*** Opening INPUT MATERIAL ***

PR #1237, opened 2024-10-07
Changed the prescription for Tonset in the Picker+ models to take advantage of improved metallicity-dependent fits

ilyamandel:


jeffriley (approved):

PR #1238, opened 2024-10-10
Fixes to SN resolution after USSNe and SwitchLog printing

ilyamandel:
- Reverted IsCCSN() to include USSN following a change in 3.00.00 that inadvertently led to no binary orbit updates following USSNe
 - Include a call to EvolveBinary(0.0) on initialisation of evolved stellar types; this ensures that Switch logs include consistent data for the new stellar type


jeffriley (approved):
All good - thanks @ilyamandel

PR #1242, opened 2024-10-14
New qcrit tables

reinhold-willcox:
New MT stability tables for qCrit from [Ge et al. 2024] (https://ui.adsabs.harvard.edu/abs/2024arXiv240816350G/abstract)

*** Closing INPUT MATERIAL ***

* [EXERCISE DETAILS]
Please repeat the records so that each one reads exactly as it does above.

* [EXERCISE SOLUTION]
PR #1237, opened 2024-10-07
Changed the prescription for Tonset in the Picker+ models to take advantage of improved metallicity-dependent fits

ilyamandel:


jeffriley (approved):

PR #1238, opened 2024-10-10
Fixes to SN resolution after USSNe and SwitchLog printing

ilyamandel:
- Reverted IsCCSN() to include USSN following a change in 3.00.00 that inadvertently led to no binary orbit updates following USSNe
 - Include a call to EvolveBinary(0.0) on initialisation of evolved stellar types; this ensures that Switch logs include consistent data for the new stellar type


jeffriley (approved):
All good - thanks @ilyamandel

PR #1242, opened 2024-10-14
New qcrit tables

reinhold-willcox:
New MT stability tables for qCrit from [Ge et al. 2024] (https://ui.adsabs.harvard.edu/abs/2024arXiv240816350G/abstract)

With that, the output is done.